# The task:
Lines below starting with the line with "- add new interface for MetaData" and going on through the line with "straightforward to me." must be output exactly; the rest of the records must be left out.

# Data supplied:
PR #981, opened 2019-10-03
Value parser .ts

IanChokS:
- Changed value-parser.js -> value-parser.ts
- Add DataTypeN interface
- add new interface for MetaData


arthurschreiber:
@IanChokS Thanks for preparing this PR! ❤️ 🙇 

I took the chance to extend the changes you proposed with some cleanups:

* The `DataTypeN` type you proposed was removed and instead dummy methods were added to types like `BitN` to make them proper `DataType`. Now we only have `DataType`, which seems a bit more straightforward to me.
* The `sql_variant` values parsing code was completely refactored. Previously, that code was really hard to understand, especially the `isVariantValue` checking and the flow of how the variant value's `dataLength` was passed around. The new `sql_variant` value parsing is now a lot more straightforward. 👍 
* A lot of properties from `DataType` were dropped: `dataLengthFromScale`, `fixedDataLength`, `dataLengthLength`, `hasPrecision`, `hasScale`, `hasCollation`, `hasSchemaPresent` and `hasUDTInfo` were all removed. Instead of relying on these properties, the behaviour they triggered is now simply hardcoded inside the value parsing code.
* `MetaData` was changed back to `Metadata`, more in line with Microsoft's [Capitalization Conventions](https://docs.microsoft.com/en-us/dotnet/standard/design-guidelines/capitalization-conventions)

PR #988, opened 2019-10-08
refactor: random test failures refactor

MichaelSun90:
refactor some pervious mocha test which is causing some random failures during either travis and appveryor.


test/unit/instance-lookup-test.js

# Answer section:
- add new interface for MetaData


arthurschreiber:
@IanChokS Thanks for preparing this PR! ❤️ 🙇 

I took the chance to extend the changes you proposed with some cleanups:

* The `DataTypeN` type you proposed was removed and instead dummy methods were added to types like `BitN` to make them proper `DataType`. Now we only have `DataType`, which seems a bit more straightforward to me.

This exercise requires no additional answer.